Numerical simulation of corrosion phenomena in oxygen-controlled environment for a horizontal lead-bismuth reactor core

Abstract

In order to explore the core corrosion characteristics of horizontal lead-bismuth reactor in oxygen-controlled environment, a liquid lead-bismuth eutectic (LBE) corrosion model including the growth and removal process of oxide layer was established in this paper. The coupling method of double-layered oxidation model and computational fluid dynamics (CFD) was used to simulate the long-term oxidation corrosion of horizontal LBE reactor core numerically. The results show that the average total oxide layer thickness of fuel rod surface is 1.59 μm, and the thickest oxide layer is 3.48 μm on the fuel rod surface at the core outlet after 20,000 h. The fuel rods maintain a double-layer oxide layer structure. The growth rate and removal rate of the oxide layer on fuel rod surface increase with the increase of inlet temperature and the decrease of inlet flow rate. The growth rate of the oxide layer on fuel rod surface increases with the increase of inlet oxygen concentration, while the removal rate decreases.
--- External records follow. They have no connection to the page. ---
PR #1155, opened 2021-04-15
add vcm.cubedsphere.to_cross

nbren12:
This code was previously in my explore repo, and is pretty handy
for quickly visualizing cubed sphere data.

I used regression testing/hashing since it is hard to verify this works
without the grid data. You'll have to just trust me that this does
correctly unrotate the fields or try it out yourself.

Added public API:
- `vcm.cubedsphere.to_cross`

- [x] Tests added

### DIFF
--- a/external/fv3viz/examples/plot_cross.py
+++ b/external/fv3viz/examples/plot_cross.py
@@ -3,7 +3,8 @@
 ==========================
 
 The routine ``vcm.cubedsphere.to_cross`` is useful for quick plots when
-cartopy may not be installed.
+cartopy may not be installed and/or latitude and longitude coordinates
+are not easily available.
 """
 
 import vcm
--- a/external/fv3viz/examples/plot_cross.py
+++ b/external/fv3viz/examples/plot_cross.py
@@ -1,0 +1,20 @@
+"""
+"Cross" plot
+==========================
+
+The routine ``vcm.cubedsphere.to_cross`` is useful for quick plots when
+cartopy may not be installed.
+"""
+
+import vcm
+import fsspec
+
+url = "https://github.com/VulcanClimateModeling/vcm-ml-example-data/blob/main/fv3net/fv3viz/plot_2_plot_cube_prognostic_diags.nc?raw=true"  # noqa
+fs = fsspec.get_fs_token_paths(url)[0]
+ds = vcm.open_remote_nc(fs, url).load()
+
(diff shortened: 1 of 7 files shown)


external/vcm/vcm/cubedsphere/cross.py
```diff
@@ -0,0 +1,97 @@
...
+            for tile_num, spec in TOPOLOGY.items():
+                if spec.y == j and spec.x == i:
+                    arr = rotate(
+                        data.isel({tile: tile_num}), spec.origin, SW, dims=dims
+                    )
+                    row.append(arr)
+                    break
+            else:
+                arr = null
+                row.append(arr)
```
spencerkclark, line 94: Would it be cleaner for the `Tile` class to have attributes of just `tile` and `origin`, and the `TOPOLOGY` dictionary to have tuple keys of the column and row indices?  Then I think this logic could be somewhat simpler:
```python
if (i, j) in TOPOLOGY:
    spec = TOPOLOGY[(i, j)]
    arr = rotate(data.isel({tile: spec.tile}), spec.origin, SW, dims=dims)
else:
    arr = null
row.append(arr)
```

external/fv3viz/examples/plot_cross.py
```diff
@@ -0,0 +1,21 @@
+"""
+"Cross" plot
+==========================
+
+The routine ``vcm.cubedsphere.to_cross`` is useful for quick plots when
+cartopy may not be installed.
```
spencerkclark, line 6: Having to load and merge the grid coordinates from another datasource is often a pain too:
```suggestion
cartopy may not be installed and/or latitude and longitude coordinates
are not easily available.
```

spencerkclark (commented):
I've seen enough examples of this in use to trust that it works.  This is a very nice addition -- I know going forward I'll be using it in favor of my current quick-plot approach of faceting over the tiles.

I just had a small implementation suggestion.

external/vcm/vcm/cubedsphere/cross.py
nbren12: I agree it is more convenient to use `(i,j)` as the key in this case, but I do like that `Tile(i, j, origin)` is independent of the particular coordinate value of `tile` that it is assigned to. I parse the TOPOLOGY datastructure into a new `rotation_plan` and used your suggestion otherwise.

spencerkclark (approved):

At higher temperature above 420℃, lower flow velocity below 0.25 m/s and lower oxygen concentration below 2 × 10−8wt%, the magnetite layer will first be completely removed from the surface of the fuel rods at the core outlet. The liquid LBE oxidation corrosion model and coupled CFD method presented in this paper can be used for numerical simulation of oxidation corrosion in different units of LBE cooling system.